◆ **THE INPUT**:
——————
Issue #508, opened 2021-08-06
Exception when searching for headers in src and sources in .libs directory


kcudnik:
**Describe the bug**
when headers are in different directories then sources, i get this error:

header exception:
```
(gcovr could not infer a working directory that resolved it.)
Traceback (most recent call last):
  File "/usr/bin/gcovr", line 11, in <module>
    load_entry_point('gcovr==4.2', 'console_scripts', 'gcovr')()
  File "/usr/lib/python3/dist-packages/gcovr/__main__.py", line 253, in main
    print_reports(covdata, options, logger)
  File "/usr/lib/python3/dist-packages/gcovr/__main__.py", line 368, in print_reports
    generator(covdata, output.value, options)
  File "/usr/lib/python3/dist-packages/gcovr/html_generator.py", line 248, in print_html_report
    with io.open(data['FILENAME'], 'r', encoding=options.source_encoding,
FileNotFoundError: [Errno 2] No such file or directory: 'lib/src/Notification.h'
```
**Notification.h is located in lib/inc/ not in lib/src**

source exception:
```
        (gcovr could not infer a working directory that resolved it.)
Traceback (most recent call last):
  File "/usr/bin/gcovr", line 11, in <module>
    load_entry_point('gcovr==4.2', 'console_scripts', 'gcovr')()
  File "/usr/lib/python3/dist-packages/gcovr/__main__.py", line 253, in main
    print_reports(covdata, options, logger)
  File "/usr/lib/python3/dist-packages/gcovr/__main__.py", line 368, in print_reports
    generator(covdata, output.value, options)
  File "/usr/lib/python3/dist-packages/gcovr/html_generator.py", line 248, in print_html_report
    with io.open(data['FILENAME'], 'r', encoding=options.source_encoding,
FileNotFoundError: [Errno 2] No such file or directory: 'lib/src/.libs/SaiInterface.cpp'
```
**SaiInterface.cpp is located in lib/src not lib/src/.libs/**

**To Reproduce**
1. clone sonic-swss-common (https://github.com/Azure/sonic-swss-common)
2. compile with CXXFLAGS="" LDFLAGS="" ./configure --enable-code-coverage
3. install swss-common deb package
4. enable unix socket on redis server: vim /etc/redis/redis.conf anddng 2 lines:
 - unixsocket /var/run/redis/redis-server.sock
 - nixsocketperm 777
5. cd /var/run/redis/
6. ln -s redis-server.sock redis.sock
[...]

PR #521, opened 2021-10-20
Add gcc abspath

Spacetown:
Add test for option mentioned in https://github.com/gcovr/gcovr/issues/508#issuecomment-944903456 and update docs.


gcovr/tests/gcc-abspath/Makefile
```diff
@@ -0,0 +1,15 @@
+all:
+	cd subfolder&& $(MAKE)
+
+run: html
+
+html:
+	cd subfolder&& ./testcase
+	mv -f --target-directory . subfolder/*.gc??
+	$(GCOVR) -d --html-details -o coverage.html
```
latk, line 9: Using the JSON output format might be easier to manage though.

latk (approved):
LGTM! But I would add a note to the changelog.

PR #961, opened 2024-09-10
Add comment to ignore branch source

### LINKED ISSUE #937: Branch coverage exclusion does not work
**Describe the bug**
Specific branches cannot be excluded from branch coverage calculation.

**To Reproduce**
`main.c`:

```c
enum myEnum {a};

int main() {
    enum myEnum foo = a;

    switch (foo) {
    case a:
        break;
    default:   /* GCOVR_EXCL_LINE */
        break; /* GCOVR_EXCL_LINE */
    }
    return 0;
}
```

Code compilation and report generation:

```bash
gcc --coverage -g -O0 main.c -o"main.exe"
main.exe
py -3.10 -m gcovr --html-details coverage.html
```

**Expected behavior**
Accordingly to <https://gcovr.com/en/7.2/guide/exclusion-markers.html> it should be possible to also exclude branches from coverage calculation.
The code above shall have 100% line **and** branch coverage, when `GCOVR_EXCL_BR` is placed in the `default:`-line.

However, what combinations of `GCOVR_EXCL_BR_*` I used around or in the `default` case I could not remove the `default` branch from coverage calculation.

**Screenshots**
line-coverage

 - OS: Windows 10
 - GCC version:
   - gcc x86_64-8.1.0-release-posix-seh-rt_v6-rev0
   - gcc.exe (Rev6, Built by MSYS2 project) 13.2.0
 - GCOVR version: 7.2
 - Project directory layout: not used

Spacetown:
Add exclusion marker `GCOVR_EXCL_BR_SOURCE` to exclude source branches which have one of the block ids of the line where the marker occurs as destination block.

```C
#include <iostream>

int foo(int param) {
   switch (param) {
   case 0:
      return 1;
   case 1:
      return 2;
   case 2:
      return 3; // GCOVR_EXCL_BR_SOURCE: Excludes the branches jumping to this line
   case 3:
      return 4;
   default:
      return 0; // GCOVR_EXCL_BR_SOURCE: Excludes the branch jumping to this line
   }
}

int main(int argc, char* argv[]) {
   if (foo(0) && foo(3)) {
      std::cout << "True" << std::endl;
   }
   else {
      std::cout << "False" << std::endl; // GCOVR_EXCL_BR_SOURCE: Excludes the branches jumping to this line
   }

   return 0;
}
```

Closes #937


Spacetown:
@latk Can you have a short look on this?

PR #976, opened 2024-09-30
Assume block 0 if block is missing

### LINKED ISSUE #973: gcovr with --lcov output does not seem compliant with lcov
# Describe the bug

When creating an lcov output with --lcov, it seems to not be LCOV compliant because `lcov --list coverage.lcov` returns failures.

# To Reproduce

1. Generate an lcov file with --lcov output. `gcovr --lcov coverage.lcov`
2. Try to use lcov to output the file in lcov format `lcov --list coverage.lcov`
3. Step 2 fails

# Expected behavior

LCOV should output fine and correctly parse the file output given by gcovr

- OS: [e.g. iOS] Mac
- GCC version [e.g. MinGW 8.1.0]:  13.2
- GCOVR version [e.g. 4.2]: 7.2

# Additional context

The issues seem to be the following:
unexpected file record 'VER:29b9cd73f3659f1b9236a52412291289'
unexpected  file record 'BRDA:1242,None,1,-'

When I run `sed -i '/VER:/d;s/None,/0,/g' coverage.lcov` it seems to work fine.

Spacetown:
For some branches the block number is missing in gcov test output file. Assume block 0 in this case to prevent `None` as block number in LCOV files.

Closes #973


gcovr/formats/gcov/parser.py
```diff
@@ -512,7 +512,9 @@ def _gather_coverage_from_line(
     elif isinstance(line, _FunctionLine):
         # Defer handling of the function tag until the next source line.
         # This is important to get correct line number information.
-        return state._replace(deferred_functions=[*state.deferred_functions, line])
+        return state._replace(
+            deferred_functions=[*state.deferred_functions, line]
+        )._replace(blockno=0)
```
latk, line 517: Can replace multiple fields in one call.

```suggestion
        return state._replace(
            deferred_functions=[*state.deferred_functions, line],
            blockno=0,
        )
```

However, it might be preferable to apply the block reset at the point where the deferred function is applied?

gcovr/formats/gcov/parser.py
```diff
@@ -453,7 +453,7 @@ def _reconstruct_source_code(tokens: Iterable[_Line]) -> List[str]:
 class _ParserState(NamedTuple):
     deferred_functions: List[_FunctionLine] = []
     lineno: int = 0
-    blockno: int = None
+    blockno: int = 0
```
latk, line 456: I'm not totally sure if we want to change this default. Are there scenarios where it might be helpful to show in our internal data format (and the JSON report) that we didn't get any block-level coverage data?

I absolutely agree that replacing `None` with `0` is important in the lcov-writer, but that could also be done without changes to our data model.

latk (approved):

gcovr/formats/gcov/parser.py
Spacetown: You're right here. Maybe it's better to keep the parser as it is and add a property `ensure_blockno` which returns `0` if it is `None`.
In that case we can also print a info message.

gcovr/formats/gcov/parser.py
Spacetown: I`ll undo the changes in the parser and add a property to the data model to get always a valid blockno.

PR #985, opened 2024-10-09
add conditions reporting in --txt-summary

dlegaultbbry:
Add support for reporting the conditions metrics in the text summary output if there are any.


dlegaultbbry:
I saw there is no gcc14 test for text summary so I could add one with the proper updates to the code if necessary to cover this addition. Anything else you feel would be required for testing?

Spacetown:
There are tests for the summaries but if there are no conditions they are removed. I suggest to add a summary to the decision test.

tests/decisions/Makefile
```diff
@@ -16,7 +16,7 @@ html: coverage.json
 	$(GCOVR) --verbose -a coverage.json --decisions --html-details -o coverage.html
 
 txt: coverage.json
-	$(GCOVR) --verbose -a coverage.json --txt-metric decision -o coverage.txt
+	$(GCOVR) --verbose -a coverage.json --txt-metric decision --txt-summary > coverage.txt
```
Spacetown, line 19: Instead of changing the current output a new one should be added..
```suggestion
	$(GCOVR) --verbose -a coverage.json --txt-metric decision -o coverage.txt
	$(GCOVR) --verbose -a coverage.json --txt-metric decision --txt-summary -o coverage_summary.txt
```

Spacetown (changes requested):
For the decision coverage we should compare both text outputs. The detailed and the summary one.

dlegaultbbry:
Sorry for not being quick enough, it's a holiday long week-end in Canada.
——————
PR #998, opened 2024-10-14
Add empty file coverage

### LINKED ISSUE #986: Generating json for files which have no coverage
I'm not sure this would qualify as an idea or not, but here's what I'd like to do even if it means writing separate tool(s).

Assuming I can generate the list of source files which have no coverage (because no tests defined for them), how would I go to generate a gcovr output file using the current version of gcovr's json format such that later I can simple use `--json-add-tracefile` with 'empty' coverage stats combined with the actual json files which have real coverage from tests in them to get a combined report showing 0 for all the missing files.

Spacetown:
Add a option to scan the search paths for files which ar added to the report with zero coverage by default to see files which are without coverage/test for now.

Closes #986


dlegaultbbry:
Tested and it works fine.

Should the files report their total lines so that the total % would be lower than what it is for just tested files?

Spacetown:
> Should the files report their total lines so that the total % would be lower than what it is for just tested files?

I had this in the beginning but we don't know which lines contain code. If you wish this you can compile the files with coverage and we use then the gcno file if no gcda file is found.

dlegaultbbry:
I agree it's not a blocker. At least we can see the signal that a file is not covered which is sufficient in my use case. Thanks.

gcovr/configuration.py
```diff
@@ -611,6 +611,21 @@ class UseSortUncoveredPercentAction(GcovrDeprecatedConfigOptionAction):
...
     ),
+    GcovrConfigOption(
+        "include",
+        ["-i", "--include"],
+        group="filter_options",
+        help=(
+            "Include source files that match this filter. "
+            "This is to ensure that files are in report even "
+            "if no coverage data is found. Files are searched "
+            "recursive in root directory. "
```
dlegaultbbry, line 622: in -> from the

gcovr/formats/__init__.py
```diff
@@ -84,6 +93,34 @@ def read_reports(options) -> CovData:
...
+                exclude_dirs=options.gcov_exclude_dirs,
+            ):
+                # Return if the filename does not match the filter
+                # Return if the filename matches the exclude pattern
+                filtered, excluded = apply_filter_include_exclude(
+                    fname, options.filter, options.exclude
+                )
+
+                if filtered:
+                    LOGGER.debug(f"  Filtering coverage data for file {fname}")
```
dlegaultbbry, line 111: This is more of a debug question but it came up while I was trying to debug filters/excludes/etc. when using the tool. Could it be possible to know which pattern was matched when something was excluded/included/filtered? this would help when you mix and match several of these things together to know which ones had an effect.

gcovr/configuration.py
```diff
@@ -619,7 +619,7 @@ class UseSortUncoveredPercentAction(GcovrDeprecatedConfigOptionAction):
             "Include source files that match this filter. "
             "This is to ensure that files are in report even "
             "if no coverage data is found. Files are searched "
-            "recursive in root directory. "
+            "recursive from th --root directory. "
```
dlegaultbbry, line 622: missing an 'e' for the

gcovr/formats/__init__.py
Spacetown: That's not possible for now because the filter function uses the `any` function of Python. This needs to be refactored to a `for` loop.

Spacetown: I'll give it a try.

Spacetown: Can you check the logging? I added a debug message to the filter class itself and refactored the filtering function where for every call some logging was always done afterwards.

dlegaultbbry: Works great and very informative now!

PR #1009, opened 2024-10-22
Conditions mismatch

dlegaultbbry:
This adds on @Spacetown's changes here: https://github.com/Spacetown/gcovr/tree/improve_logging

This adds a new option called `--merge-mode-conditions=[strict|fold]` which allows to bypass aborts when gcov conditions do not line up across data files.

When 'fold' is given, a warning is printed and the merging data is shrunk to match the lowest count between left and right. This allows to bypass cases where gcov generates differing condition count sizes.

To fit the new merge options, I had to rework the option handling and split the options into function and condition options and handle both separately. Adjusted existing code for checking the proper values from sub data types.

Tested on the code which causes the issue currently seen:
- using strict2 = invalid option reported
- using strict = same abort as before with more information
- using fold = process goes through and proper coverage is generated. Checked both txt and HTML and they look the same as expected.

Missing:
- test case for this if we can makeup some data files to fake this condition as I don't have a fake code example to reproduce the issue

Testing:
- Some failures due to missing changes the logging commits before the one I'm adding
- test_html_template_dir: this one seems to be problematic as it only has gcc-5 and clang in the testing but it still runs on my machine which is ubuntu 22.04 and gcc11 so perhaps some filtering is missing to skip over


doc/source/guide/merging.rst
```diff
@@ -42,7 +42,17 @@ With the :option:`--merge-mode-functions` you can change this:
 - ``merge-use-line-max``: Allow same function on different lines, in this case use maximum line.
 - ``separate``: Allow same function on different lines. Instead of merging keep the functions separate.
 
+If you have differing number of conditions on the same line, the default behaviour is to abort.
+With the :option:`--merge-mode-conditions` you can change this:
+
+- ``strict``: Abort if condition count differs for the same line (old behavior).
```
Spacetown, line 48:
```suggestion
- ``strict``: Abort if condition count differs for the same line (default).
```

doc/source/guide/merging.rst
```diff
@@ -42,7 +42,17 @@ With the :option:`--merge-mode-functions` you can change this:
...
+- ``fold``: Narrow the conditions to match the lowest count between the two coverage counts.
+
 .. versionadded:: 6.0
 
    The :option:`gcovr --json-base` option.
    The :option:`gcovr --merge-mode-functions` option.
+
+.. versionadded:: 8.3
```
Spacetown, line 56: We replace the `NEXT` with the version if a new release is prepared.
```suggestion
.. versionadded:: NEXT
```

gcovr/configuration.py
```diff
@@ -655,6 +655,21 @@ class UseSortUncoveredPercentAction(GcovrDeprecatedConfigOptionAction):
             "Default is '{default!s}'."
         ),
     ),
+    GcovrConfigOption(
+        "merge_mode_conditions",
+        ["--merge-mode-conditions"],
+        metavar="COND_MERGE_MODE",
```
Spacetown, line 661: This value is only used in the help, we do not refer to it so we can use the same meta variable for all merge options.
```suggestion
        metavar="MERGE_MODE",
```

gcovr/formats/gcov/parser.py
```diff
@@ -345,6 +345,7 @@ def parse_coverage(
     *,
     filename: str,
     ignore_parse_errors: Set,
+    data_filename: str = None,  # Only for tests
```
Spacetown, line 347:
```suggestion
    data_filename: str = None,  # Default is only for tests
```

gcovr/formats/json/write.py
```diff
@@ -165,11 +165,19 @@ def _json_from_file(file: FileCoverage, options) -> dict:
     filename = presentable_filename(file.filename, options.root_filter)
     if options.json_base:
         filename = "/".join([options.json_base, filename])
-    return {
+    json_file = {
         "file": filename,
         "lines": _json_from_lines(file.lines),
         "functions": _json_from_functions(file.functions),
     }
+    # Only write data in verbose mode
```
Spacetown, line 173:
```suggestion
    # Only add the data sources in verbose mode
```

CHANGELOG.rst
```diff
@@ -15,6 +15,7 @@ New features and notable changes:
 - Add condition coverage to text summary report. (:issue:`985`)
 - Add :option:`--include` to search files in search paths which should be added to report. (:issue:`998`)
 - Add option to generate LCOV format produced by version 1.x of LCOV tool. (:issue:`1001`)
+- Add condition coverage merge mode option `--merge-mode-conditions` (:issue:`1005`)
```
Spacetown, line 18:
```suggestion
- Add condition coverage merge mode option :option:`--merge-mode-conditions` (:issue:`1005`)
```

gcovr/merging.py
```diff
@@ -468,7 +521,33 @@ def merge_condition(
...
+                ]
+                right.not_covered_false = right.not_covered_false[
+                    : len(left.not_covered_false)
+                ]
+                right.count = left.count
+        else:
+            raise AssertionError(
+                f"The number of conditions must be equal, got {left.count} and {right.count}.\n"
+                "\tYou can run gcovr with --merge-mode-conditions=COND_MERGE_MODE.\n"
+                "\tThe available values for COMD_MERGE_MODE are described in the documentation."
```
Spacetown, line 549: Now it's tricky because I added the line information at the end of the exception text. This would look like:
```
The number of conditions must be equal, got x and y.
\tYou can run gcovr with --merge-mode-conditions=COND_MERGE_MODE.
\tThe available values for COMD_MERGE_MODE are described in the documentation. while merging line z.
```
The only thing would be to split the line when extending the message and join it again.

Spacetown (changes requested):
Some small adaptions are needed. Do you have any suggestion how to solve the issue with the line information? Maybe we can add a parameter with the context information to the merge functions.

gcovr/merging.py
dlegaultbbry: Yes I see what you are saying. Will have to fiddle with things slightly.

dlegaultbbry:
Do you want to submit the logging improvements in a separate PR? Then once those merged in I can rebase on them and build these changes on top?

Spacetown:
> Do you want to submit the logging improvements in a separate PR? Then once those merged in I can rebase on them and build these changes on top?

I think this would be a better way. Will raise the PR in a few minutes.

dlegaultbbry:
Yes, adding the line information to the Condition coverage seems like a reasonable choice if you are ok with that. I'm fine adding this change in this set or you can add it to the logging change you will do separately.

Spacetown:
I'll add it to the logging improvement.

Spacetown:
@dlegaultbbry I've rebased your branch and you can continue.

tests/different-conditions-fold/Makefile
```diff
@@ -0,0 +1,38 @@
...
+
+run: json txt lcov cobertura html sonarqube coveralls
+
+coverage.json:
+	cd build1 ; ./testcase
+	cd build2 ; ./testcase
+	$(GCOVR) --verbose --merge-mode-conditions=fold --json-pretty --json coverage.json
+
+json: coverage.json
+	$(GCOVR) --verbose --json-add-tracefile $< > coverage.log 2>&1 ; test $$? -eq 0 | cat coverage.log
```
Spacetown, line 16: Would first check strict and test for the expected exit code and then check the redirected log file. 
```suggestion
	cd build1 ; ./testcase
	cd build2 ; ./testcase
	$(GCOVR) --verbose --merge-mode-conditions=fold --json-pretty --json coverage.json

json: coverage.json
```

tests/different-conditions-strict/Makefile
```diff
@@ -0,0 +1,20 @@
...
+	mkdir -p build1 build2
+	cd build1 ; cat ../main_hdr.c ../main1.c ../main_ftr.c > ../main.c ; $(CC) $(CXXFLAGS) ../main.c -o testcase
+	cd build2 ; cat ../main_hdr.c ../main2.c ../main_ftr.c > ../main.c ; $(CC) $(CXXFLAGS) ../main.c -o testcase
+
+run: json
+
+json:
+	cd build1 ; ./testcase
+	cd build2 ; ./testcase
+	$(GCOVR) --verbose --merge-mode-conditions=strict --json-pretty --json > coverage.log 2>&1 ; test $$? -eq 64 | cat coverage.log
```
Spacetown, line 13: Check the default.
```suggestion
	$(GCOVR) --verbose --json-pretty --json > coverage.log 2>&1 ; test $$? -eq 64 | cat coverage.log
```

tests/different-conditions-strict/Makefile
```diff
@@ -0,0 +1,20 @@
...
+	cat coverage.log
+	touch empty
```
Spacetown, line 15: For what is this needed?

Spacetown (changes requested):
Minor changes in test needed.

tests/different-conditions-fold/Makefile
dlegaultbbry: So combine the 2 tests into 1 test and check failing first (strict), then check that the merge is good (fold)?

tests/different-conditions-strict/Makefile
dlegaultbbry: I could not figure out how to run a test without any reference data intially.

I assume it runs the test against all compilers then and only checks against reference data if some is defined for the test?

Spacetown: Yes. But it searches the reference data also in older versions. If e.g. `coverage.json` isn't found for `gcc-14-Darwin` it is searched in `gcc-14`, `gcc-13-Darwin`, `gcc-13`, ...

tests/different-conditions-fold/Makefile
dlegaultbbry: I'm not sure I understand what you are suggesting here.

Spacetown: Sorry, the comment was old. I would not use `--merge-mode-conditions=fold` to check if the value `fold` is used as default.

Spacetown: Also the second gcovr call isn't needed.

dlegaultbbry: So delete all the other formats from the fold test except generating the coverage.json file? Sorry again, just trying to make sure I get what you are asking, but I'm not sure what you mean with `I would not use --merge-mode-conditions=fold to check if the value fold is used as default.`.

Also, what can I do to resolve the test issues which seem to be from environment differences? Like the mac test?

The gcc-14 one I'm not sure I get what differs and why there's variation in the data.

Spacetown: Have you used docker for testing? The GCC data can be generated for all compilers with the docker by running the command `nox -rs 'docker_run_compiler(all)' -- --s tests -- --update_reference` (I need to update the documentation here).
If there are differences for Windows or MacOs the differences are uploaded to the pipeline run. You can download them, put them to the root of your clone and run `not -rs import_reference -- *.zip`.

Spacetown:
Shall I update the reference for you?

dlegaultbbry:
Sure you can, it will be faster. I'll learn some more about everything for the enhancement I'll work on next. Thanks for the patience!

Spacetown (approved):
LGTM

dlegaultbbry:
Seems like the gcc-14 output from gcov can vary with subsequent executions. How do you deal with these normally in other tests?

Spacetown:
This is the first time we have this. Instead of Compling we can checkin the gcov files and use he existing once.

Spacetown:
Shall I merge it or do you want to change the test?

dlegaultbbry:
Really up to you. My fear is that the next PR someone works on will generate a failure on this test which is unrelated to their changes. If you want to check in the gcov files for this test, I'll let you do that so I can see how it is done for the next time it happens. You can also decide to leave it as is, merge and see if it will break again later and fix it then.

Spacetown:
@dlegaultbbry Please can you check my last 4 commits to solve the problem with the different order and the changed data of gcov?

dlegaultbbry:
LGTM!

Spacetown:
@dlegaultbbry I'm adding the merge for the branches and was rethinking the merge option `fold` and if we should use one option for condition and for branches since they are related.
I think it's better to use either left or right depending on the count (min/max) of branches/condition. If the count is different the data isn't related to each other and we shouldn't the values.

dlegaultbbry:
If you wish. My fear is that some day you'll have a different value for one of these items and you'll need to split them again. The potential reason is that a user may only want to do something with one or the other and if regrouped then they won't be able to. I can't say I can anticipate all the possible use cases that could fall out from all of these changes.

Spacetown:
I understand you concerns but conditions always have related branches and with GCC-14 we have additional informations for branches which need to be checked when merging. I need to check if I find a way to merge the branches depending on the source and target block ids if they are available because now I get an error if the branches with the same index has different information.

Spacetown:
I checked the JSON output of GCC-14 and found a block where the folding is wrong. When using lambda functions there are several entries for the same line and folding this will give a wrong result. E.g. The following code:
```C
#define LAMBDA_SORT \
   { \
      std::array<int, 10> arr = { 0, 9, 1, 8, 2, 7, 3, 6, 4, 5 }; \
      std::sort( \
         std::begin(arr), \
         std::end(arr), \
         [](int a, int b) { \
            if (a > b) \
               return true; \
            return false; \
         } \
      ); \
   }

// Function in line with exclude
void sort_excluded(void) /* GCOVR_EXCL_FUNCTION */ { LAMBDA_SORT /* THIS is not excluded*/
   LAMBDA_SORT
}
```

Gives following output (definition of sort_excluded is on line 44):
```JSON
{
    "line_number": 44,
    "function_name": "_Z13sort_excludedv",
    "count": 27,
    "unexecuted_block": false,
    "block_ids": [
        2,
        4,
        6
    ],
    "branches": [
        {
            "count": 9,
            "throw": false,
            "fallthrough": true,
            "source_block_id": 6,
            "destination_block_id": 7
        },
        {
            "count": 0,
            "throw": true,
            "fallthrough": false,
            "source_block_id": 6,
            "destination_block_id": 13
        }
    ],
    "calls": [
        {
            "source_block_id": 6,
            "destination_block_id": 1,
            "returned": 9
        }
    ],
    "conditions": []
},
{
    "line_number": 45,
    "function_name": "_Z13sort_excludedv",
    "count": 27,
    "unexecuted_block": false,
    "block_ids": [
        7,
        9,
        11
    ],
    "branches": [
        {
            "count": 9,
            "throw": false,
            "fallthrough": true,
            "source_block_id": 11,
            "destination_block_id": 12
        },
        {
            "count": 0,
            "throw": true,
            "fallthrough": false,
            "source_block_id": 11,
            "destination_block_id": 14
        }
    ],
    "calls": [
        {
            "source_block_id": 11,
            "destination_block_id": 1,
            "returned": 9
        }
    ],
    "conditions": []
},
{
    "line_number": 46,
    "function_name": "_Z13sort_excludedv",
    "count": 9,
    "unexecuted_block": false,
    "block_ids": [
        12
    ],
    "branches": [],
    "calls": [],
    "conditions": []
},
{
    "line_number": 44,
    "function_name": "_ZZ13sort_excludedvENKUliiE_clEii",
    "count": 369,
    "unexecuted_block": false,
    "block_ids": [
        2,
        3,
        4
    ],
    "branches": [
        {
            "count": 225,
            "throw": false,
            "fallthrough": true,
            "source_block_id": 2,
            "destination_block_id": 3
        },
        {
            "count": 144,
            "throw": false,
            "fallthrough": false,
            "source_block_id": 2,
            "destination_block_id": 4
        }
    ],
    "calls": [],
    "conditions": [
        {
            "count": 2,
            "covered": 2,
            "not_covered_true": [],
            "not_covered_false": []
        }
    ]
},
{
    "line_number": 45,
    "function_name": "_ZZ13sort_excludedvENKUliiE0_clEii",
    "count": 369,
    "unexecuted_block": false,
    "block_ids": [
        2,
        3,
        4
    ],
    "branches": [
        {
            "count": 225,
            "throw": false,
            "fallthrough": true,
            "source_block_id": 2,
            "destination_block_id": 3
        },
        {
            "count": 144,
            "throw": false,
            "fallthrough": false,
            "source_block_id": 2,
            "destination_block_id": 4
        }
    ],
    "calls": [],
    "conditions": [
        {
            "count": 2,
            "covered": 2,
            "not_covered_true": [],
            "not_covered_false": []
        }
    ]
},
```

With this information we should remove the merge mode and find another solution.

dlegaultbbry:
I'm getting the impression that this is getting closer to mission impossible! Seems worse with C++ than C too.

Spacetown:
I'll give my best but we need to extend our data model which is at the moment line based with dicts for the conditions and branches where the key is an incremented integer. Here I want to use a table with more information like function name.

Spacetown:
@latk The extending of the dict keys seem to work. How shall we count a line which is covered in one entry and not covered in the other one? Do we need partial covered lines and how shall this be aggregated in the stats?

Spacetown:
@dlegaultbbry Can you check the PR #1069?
——————
◆ **ASSIGNMENT**:
Please copy out every line in the listing that has the string "right".

◆ **WRITTEN ANSWER**:
Spacetown: You're right here. Maybe it's better to keep the parser as it is and add a property `ensure_blockno` which returns `0` if it is `None`.
When 'fold' is given, a warning is printed and the merging data is shrunk to match the lowest count between left and right. This allows to bypass cases where gcov generates differing condition count sizes.
+                right.not_covered_false = right.not_covered_false[
+                right.count = left.count
+                f"The number of conditions must be equal, got {left.count} and {right.count}.\n"
I think it's better to use either left or right depending on the count (min/max) of branches/condition. If the count is different the data isn't related to each other and we shouldn't the values.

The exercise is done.